Near-Field Radiative Heat Transfer Between Metasurfaces: A Full-Wave Study Based on 2D Grooved Metal Plates

TL;DR

This study demonstrates enhanced near-field radiative heat transfer between 2D grooved metal metasurfaces, highlighting the roles of surface plasmon polaritons, waveguide modes, and non-resonant surface waves in controlling energy transfer.

Contribution

It provides a full-wave numerical analysis of RHT between metasurfaces, revealing the interplay of different surface modes and the significance of non-resonant waves at small separations.

Findings

Enhanced RHT due to surface plasmon polaritons and waveguide modes.

Frequency-selective and geometrically tailorable RHT spectrum.
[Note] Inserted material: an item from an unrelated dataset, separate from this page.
PR #1092, opened 2019-03-25
fix(lang): Add error message to Compile methods for empty Spec

### LINKED ISSUE #1054: Failed to create initial logical plan: query has no root nodes
@davidgs reports that this query produces an error in 2.0 alpha5: `Error: failed to create initial logical plan: query has no root nodes`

Non-resonant surface waves dominate at extremely small gaps.

Abstract

Metamaterials possess artificial bulk and surface electromagnetic states. Tamed dispersion properties of surface waves allow one to achieve controllable super-Planckian radiative heat transfer (RHT) process between two closely spaced objects. We numerically demonstrate enhanced RHT between two 2D grooved metal plates by a full-wave scattering approach. The enhancement originates from both transverse magnetic spoof surface plasmon polaritons and a series of transverse electric bonding- and anti-bonding waveguide modes at surfaces. The RHT spectrum is frequency-selective, and highly geometrically tailorable. Our simulation also reveals thermally excited non-resonant surface waves in constituent materials can play a prevailing role for RHT at an extremely small separation between two plates, rendering metamaterial modes insignificant for the energy transfer process.